The self-defeating posture of these scenes is epitomized in a hospital sequence where the patients disconnect their heart monitors so that they can roam the halls, silently smoking, with their intravenous drips connected. As we follow one patient down the hall, we see that everyone -- doctors and nurses included -- is in the hallway smoking. The tenor of the scene is not unlike that of the Santa Claus sequence: Gifts and opportunities are taken for granted in a single-minded pursuit that can only be described as nihilistic.

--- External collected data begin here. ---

PR #154, opened 2016-09-27
Fixes to the `CategoryCardCell`

colinta:
So that 'selected' is only used on `.SelectableCategoryCard` types


Sources/Controllers/Stream/Cells/CategoryCardCell.swift
```diff
@@ -13,11 +13,21 @@ public class CategoryCardCell: UICollectionViewCell {
         static let selectedImageOffset: CGFloat = 5
     }
 
+    override public var selectable: Bool {
+        didSet { self.selected = selected }
```
colinta: @steam On rebase/recompile this caused an error for me!  Says "can't assign value to itself" or something like that.  I'll push a fix up.

PR #158, opened 2016-09-27
Fixes category card fixes

colinta:
Apparently this isn't allowed:

```swift
override public var selectable: Bool {
    didSet { self.selected = selected }
}
```

This code is better anyway, it's clearer, I think.


colinta:
```
Test Suite 'All tests' passed at 2016-09-27 14:58:16.699.
	 Executed 2203 tests, with 0 failures (0 unexpected) in 237.510 (238.550) seconds
```

PR #161, opened 2016-09-27
Adds 'invited friend during onboarding' tracking event

colinta:
We had a generic tracking event, need a specific one for onboarding

CC @Justin-Holmes


Justin-Holmes:
:metal:

PR #164, opened 2016-09-28
Don’t redraw rightBarButtonItems

steam:
iOS 10 is animating `rightBarButtonItems` when they're assigned during a pull-to-refresh on both Post Details and Profiles. Rather than reassigning the buttons on pull to refresh we'll show what's already there.

@colinta, this feels harmless enough to me, any negative side effects you can think of?

[fixes #131181209](https://www.pivotaltracker.com/story/show/131181209)

### DIFF
--- a/Sources/Controllers/Profile/ProfileViewController.swift
+++ b/Sources/Controllers/Profile/ProfileViewController.swift
@@ -24,6 +24,7 @@ public final class ProfileViewController: StreamableViewController {
     var deeplinkPath: String?
     var generator: ProfileGenerator?
     private var isSetup = false
+    private var rightButtonsInitialized = false
 
     @IBOutlet weak var navigationBar: ElloNavigationBar!
     @IBOutlet weak var whiteSolidView: UIView!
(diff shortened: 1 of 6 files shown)


colinta:
Looks good!  I had a thought last night, if you wanted to go back to array comparison, we could store the `UIBarButtonItem`s as instance variables, so that the built-in comparison WOULD work as expected.

Sources/Controllers/Profile/ProfileViewController.swift
```diff
@@ -292,9 +293,18 @@ public final class ProfileViewController: StreamableViewController {
...
+            elloNavigationItem.rightBarButtonItems = rightBarButtonItems
+            return
+        }
+
+        if !elloNavigationItem.areRightButtonsTheSame(rightBarButtonItems) {
+            elloNavigationItem.rightBarButtonItems = rightBarButtonItems
+        }
     }
 
+
```
colinta: There's an extra blank line here.

Sources/Controllers/Profile/ProfileViewController.swift
```diff
@@ -270,6 +270,7 @@ public final class ProfileViewController: StreamableViewController {
     }
 
     func assignRightButtons() {
+
```
colinta: I've noticed that sometimes you add a blank line after `func` definition and sometimes you don't, are you moving away from that style, or trying to keep it?

steam:
```
Test Suite 'All tests' passed at 2016-09-30 16:41:07.323.
	 Executed 2207 tests, with 0 failures (0 unexpected) in 243.682 (245.008) seconds
```

PR #165, opened 2016-09-28
Fixes the Watch notification text

colinta:
And adds the here-to-fore missing `watch_comment_notification` text.


Sources/Model/NotificationAttributedTitle.swift
```diff
@@ -179,37 +179,49 @@ public struct NotificationAttributedTitle {
...
+                        .append(stylePost("post", post))
+                        .append(styleText(" you’re watching."))
+                }
+                else {
+                    return styleUser(author).append(styleText(" commented on a post you’re watching."))
                 }
             case .WatchOnRepostNotification:
-                if let love = subject as? Watch,
-                    post = love.post
+                if let watch = subject as? Watch,
```
steam: You should ❤️ your ⌚ @colinta.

There are a couple of scenes in which Israelis explicitly oppress, harass and embarrass Palestinians. One memorable sequence involves an Israeli officer, who may or may not be drunk, forcing motorists at a checkpoint to join him in singing a folksong about the strength of the Jewish people. Another involves an Israeli policeman responding to a French tourist's request for assistance by fetching a blindfolded Palestinian prisoner from the back of a paddy wagon to help direct her to Jerusalem's old city. For the most part, though, the film depicts a Palestinian society choosing to react to adversity with self-destruction. Every interaction, every decision, every act in the film is colored by the reality of Israeli occupation; the harshness of the occupation does not, however, explain the nihilism that underlies every aspect of the film.
Even in the most personal of relationships -- between, say, E.S. and his lover -- there is nothing beyond silence. Not once in the entire movie do we see them exchange a word, a kiss, anything more than a wan smile. The occupation has rendered them mute, as well as powerless. And so they sit -- while in Ramallah neighbors abuse one another and the sick hasten their deaths by chain smoking -- staring at the Israeli checkpoint.
In interviews, Suleiman, who is an Israeli citizen, says he is a supporter of peace, transformed by the occupation but still hopeful. Yet the vision he presents in this film is one where only violence speaks in a compelling voice, where destruction is presented as the only celebratory human interaction. That Palestinians are enraged with the state of things is understandable, but without coherent expression, those feelings cannot be engaged, and the conditions that promulgate them will not be altered. It is exactly this gaping silence in Palestinian society that magnifies the voices of political radicals and fundamentalist clerics. That is the kind of divine intervention we all need less of.
Divine Intervention is distributed by Pyramide Films. It has been screened at the Chicago International Film Festival and the New York Film Festival.
Jeff Mandell is a student at the University of Chicago Law School.